Pembawa acara CNN Dana Bash mencatat bahwa ada banyak kritik terhadap pemerintahan karena tidak melakukan cukup persiapan, terutama ketika menyangkut Selat Hormuz, yang, jika ditutup terlalu lama, bisa mengantarkan keruntuhan ekonomi global.
Swanson mengatakan bahwa Selat adalah daya ungkit yang dimiliki Iran atas Trump dan dunia. Mereka telah lama mengeluarkan ancaman semacam itu. Apa yang dia perhatikan adalah bahwa tampaknya ada fokus yang lebih besar pada kemampuan rudal Iran daripada pada Selat Hormuz.
Dalam sebuah kolom untuk Foreign Affairs, Swanson menulis bahwa Trump "tidak dapat memaksa penyerahan pada pemerintahan yang menolaknya. Bahkan setelah kerusakan berat pada militer Iran, rezim yang Khamenei tempatkan memiliki insentif kuat untuk melanjutkan konflik, dan ia mempertahankan berbagai alat untuk mempertahankan perang gesekan."
Bash bertanya apa lagi yang mungkin dimiliki Iran, dan Swanson mengatakan bahwa UAV (drone) murah dan mudah dan bahwa mereka telah mampu lolos dari beberapa deteksi oleh AS. Sementara itu, AS menembak jatuh drone yang harganya kurang dari $30.000 dengan rudal jutaan dolar.
"Dan Iran tampaknya memiliki pasokan yang hampir tidak terbatas," kata Swanson.

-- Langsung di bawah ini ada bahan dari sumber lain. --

PR #2150, opened 2022-11-22
Feature/2139 fix ASCII / Cobol unit test that uses the latest Cobrix

yruslan:
This is to be merged into Bart's branch


yruslan:
You're welcome!

Issue #1778, opened 2021-04-30
Speeding up Enceladus Build


Zejnilovic:
## Description
Our current build on Jenkins or CodeBuild takes 16+ minutes. This needs to be refactored a bit. Maybe we split out some parts of the project, maybe we move some tests around, like running integration only on integration.

This ticket is created to open up a discussion and not forget that this does pain us.

AdrianOlosutean:
I would like to propose the following ideas which could help:

- Have a bunch of profiles for building different parts of Enceladus together. Something like: Standardization/Conformance(building spark-jobs, utils, dao, plugins-builtin), rest-api (rest-api, data-model, migrations, utils), Menas(menas-ui) 
- Run integration tests only after having the Tested label(or another label) for a PR
- Have a label or a method of identifying a PR which doesn't need to run tests at all (such as updating README, scripts, examples, etc) which would skip tests

PR #2153, opened 2022-11-24
#1778 move to gh actions

Zejnilovic:
This does not completely fix the issue. But is a first step in bringing it closer.


Zejnilovic:
This will not be possible until we remove Integration tests from being part of unit tests or set up our own runners somewhere.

Dalam perang tradisional, Iran akan berusaha mengalahkan AS dan Israel, tetapi kenyataannya, katanya, adalah bahwa Iran hanya perlu bertahan hidup. "Dan itu sudah cukup sebagai kemenangan bagi rezim ini. Jadi ini hanya kita memiliki tujuan dan akhir permainan yang sangat berbeda."